In fact the dorman smith loadmaster series of breakers from the 70's, ... If you look at the bottom you can see a section on maximum let through energy, if you calculate it back you'll find it equates to a t of 0.01 seconds. Remember though that this is an early and crude MCB from the 70s and would be certainly not be energy limiting class 3 as modern devices. ... I.e take 30A breaker, at 2ka it gives maximum I²t of 40,000 but if you have a fault of 360A it disconnects in 0.4seconds which is I²t of 51,840
Indeed. In fact, moving closer to the present time, BS EN 60898-1 imposes “
maximum let through (I²t)” figures for all MCBs. As you say, these figures are the “maximum permitted’ ones but I suppose those are the figures one has to use for ‘worst case’ calculations.
Moving to the education I’ve been subjecting myself to, one way of looking at my ‘seeing of the light’ is that I have realised the importance (in the fairly ‘extreme’ situations we are considering) of there being a ‘P’ (‘prospective’) at the start of ‘PFC’!
If the fault current arose ‘instantaneously’, remained constant and flowed for an even number of half cycles, then its calculated RMS value would presumably be a true reflection of the energy-producing capacity’ of that current (i.e. V*I*t would represent the energy expended during time t). However, as above, in reality most of those ‘assumptions’ will not be true. As I’ve said, in the case of the speed of onset of the fault current, and the part-cycles, I don’t think we (or the manufacturers) can do anything other than assume the ‘worst case’.
However, I think that my main realisation relates to the matter of the ‘constancy’ (or, rather, ‘non-constancy’) of the current flowing during time t. What we are actually interested in, of course, is the integral over time t of of I² (“I” being the ‘effective RMS’ value of the current) - which will simply be equal to I²t for a current of I which appears ‘instantaneously, remains constant throughout a period of t seconds and then instantly reduces to zero. I am now realising the importance of that “I” being the
Prospective Fault Current.
As I now see it, the reality (assuming worst-case inductance and part-cycle issues) is that there are two phases to the time period t. Initially, whilst the contacts remain closed, the (‘effective RMS’) current will, indeed, remain constant (at the calculated PFC).

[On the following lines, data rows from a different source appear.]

PR #186, opened 2022-11-29
[Agency Dashboard] DataVizStore implementation

terryttsai:
## Description of the change

Creation of DataVizStore to share data viz state across multiple different components, namely to use with the existing DatapointsView component and the MetricInsights component which I'm rendering on the left panel of the agency dashboard.

If Publisher and Agency Dashboard's charts continue to diverge, we could break up the entire DatapointsView component (which renders the chart, metric title, legend, insights, dropdowns, select metrics button) to its Publisher version and Agency Dashboard version. Right now it's one big component that conditionally renders some of the components depending on how its configured. But for now I'm going to leave this alone.

## Type of change

## Related issues

Closes #XXXX

### Development

### Code review

### DIFF
--- a/common/components/DataViz/DatapointsView.tsx
+++ b/common/components/DataViz/DatapointsView.tsx
@@ -48,7 +48,7 @@ import {
   DataVizAggregateName,
   DataVizTimeRangeDisplayName,
   DataVizTimeRangesMap,
-  DataVizViewSetting,
+  DataVizCountOrPercentageView,
   DimensionNamesByDisaggregation,
   NoDisaggregationOption,
   ReportFrequency,
@@ -92,11 +92,11 @@ export const DatapointsView: React.FC<{
   datapointsGroupedByAggregateAndDisaggregations?: DatapointsGroupedByAggregateAndDisaggregations;
   dimensionNamesByDisaggregation?: DimensionNamesByDisaggregation;
   timeRange: DataVizTimeRangeDisplayName;
-  disaggregation: string;
-  viewSetting: DataVizViewSetting;
+  disaggregationName: string;
+  countOrPercentageView: DataVizCountOrPercentageView;
   setTimeRange: (timeRange: DataVizTimeRangeDisplayName) => void;
-  setDisaggregation: (disaggregation: string) => void;
-  setViewSetting: (viewSetting: DataVizViewSetting) => void;
+  setDisaggregationName: (disaggregation: string) => void;
+  setCountOrPercentageView: (viewSetting: DataVizCountOrPercentageView) => void;
   metricName?: string;
   metricFrequency?: ReportFrequency;
   metricNames?: string[];
@@ -107,11 +107,11 @@ export const DatapointsView: React.FC<{
   datapointsGroupedByAggregateAndDisaggregations,
   dimensionNamesByDisaggregation,
   timeRange,
-  disaggregation,
-  viewSetting,
+  disaggregationName,
+  countOrPercentageView,
   setTimeRange,
-  setDisaggregation,
-  setViewSetting,
+  setDisaggregationName,
+  setCountOrPercentageView,
   metricName,
   metricFrequency,
   metricNames,
@@ -123,10 +123,10 @@ export const DatapointsView: React.FC<{
     React.useState<boolean>(false);
 
   const selectedData =
-    (disaggregation !== NoDisaggregationOption &&
+    (disaggregationName !== NoDisaggregationOption &&
       Object.values(
         datapointsGroupedByAggregateAndDisaggregations?.disaggregations[
-          disaggregation
+          disaggregationName
         ] || {}
       )) ||
     datapointsGroupedByAggregateAndDisaggregations?.aggregate ||
@@ -136,8 +136,8 @@ export const DatapointsView: React.FC<{
   const disaggregationOptions = [...disaggregations];
   disaggregationOptions.unshift(noDisaggregationOption);
   const dimensionNames =
-    disaggregation !== noDisaggregationOption
-      ? (dimensionNamesByDisaggregation?.[disaggregation] || [])
+    disaggregationName !== noDisaggregationOption
+      ? (dimensionNamesByDisaggregation?.[disaggregationName] || [])
           .slice() // Must use slice() before sorting a MobX observableArray
           .sort(sortDatapointDimensions)
       : [DataVizAggregateName];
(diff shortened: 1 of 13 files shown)


common/components/DataViz/DatapointsView.tsx
```diff
@@ -209,49 +211,38 @@ export const DatapointsView: React.FC<{
...
-      datapointsGroupedByAggregateAndDisaggregations?.aggregate || [],
-      selectedTimeRangeValue
-    )
-  );
-  const percentChange = getPercentChangeOverTime(dataSelectedInTimeRange);
-  const avgValue = getAverageTotalValue(dataSelectedInTimeRange, isAnnual);
-  const mostRecentValue = getLatestDateFormatted(
-    dataSelectedInTimeRange,
-    isAnnual
+  const filteredAggregateData = transformDataForMetricInsights(
```
lilidworkin, line 241: Love this new helper function!

common/components/DataViz/utils.ts
```diff
@@ -255,30 +255,39 @@ export const fillTimeGapsBetweenDatapoints = (
   return dataWithGapDatapoints;
 };
 
-export const transformData = (
-  d: Datapoint[],
+// transforms data into the right display format for the data viz chart
+export const transformDataForBarChart = (
```
lilidworkin, line 259: Thanks for renaming this to differentiate with the new helper!

lilidworkin (commented):
This is really cool!

> If Publisher and Agency Dashboard's charts continue to diverge, we could break up the entire DatapointsView component (which renders the chart, metric title, legend, insights, dropdowns, select metrics button) to its Publisher version and Agency Dashboard version. 

I agree that we should keep these together for now! We should push back against too much divergence here. Anytime the designs or functionality spec differs significantly between the two, we should call it out and discuss with Humphrey and Juan and see if there's a way to keep things more similar. (If you feel like things are already diverging a lot, it might be helpful to start keeping track of a list of things that are different?)

This is probably a very naive question, but I'm curious how this new store works when you switch metrics. Does the selected time range, disaggregation, etc. reset? Or does it persist?

common/components/DataViz/utils.ts
```diff
@@ -255,30 +255,39 @@ export const fillTimeGapsBetweenDatapoints = (
...
+  datapoints: Datapoint[],
+  monthsAgo: DataVizTimeRange
+) => {
+  if (datapoints.length === 0) {
+    return datapoints;
+  }
+  return filterNullDatapoints(filterByTimeRange(datapoints, monthsAgo));
+};
+
 // get insights from data
```
lilidworkin, line 291: super nit, should this comment be moved above `transformDataForMetricInsights` now?

common/components/DataViz/utils.ts
```diff
@@ -255,30 +255,39 @@ export const fillTimeGapsBetweenDatapoints = (
...
 };
 
+export const transformDataForMetricInsights = (
+  datapoints: Datapoint[],
+  monthsAgo: DataVizTimeRange
+) => {
+  if (datapoints.length === 0) {
+    return datapoints;
+  }
+  return filterNullDatapoints(filterByTimeRange(datapoints, monthsAgo));
```
lilidworkin, line 288: This is probably a bit of a nit, but both of these helper functions (transform for bar and transform for metric insights) do the same null filtering and time range filtering. Is that redundant work? Is there a way to just do that once and then share it?

common/types.ts
```diff
@@ -278,15 +278,24 @@ export interface RawDatapointsByMetric {
...
+} = {
   All: 0,
   "6 Months Ago": 6,
   "1 Year Ago": 12,
   "5 Years Ago": 60,
   "10 Years Ago": 120,
 };
 
-export type DatapointsViewSetting = "Count" | "Percentage";
+export type DataVizViewSetting = "Count" | "Percentage";
```
lilidworkin, line 298: nit, but this name confused me, I wonder if we can just explicitly call this DataVizCountOrPercentageView or something like that to be explicit?

common/stores/DataVizStore.ts
```diff
@@ -0,0 +1,58 @@
...
+  setDisaggregation = (disaggregation: string) => {
+    runInAction(() => {
+      this.disaggregation = disaggregation;
+    });
+  };
+
+  setViewSetting = (viewSetting: DataVizViewSetting) => {
+    runInAction(() => {
+      this.viewSetting = viewSetting;
+    });
```
mxosman, line 54: Do these need to be wrapped in a `runInAction` if the function is not async?

common/components/DataViz/DatapointsView.tsx
```diff
@@ -92,8 +89,14 @@ const SelectMetricButtonDropdown: React.FC<{
 );
 
 export const DatapointsView: React.FC<{
-  datapointsGroupedByAggregateAndDisaggregations: DatapointsGroupedByAggregateAndDisaggregations;
-  dimensionNamesByDisaggregation: DimensionNamesByDisaggregation;
+  datapointsGroupedByAggregateAndDisaggregations?: DatapointsGroupedByAggregateAndDisaggregations;
+  dimensionNamesByDisaggregation?: DimensionNamesByDisaggregation;
+  timeRange: DataVizTimeRangeDisplayName;
+  disaggregation: string;
```
mxosman, line 95: small nit: not sure if the `disaggregation` string is the disaggregation key or name - but might be worth noting in the variable incase it might be confused with a disaggregation object.

common/stores/DataVizStore.ts
terryttsai: Good call, removing

common/types.ts
terryttsai: Renamed!

common/components/DataViz/DatapointsView.tsx
terryttsai: Renamed!

terryttsai:
The key parts that are different are the addition of the Select Metrics button and showing the Metric Insights in a separate component in the Agency Dashboard, and rendering the metric title in Publisher (which I think should probably be separated out from the DatapointsView component)

terryttsai:
It was difficult to figure out how to place the metric insights with the datapoints view so trying out putting it in the left panel made sense at the time

common/components/DataViz/utils.ts
terryttsai: The bar chart has the extra step of transforming for percent view but i'll share logic between them so thanks for pointing that out!

common/components/DataViz/utils.ts
terryttsai: Renamed comment to be more clear that these are calculations from already transformed data

mxosman (approved):
Looks good to me, Terry! Awesome to see how you're breaking this out and thinking about it.

lilidworkin:
@terryttsai naive question but I'm curious how this new store works when you switch metrics. Does the selected time range, disaggregation, etc. reset? Or does it persist?

terryttsai:
Oh sorry I missed answering your question earlier—the behavior stays the same as before, since we're relying on react useEffects on the data viz component to reset these fields

lilidworkin:
Ah thanks, makes sense!!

However, once the contacts start to open, current will then flow through the relatively high (and undoubtedly varying) impedance arc, causing the current to fall to below calculated RMS 'PFC'). As I now understand it, at least some ‘current limiting’ MCBs work by having mechanisms (sometimes a second set of contacts/arms) designed to hasten the onset of contact opening and hence the transition between the two phases of the period prior to disconnection (and maybe also measures to decrease arc duration and/or increase arc impedance. I suppose one way of looking at this is that, during this second (‘arc’) phase there is a temporary effective increase in loop impedance (to above Zs), hence a reduction in
actual fault current.
It is therefore apparent that (since ‘I’ is not constant) the simplistic assumption that the integral of I² over time t is equal to I²t is not true in reality, although it is as close as makes no difference for longer (say >0.1s) disconnection times (probably because the second, ‘arc’ phase of period t is only a very small proportion of the whole period). However, when one gets down to short disconnection times (say, <0.1s) the difference between the ‘simplistic’ and ‘true’ value of the integral starts increasing. Going back to:
I.e take 30A breaker, at 2ka it gives maximum I²t of 40,000 but if you have a fault of 360A it disconnects in 0.4seconds which is I²t of 51,840
...the point here, of course, is that although (literally) I²t calculates as 51,840, what we
actually want (the integral of I² over time 0 to t) will not be as high as that, since 'I' does not remain at 360A throughout the time period. I presume that if one had details of the variation of I during the period, the integration would produce a result less than 40,000.
What I’m not yet sure about is how relevant any of this is to the matters we’ve been discussing. Now that I have discovered that they exist, I’ve just been looking at a number of ‘current limiting curves’ and what I’ve seen so far (for Class 3 limiting devices) seems to suggest that ‘deviation from the simplistic’ only starts to have any appreciable effect with fault currents above about 2kA or 3kA - hence perhaps of somewhat doubtful relevance in an ‘average domestic installation’?
Do you think I’m starting to get there’?!
Kind Regards, John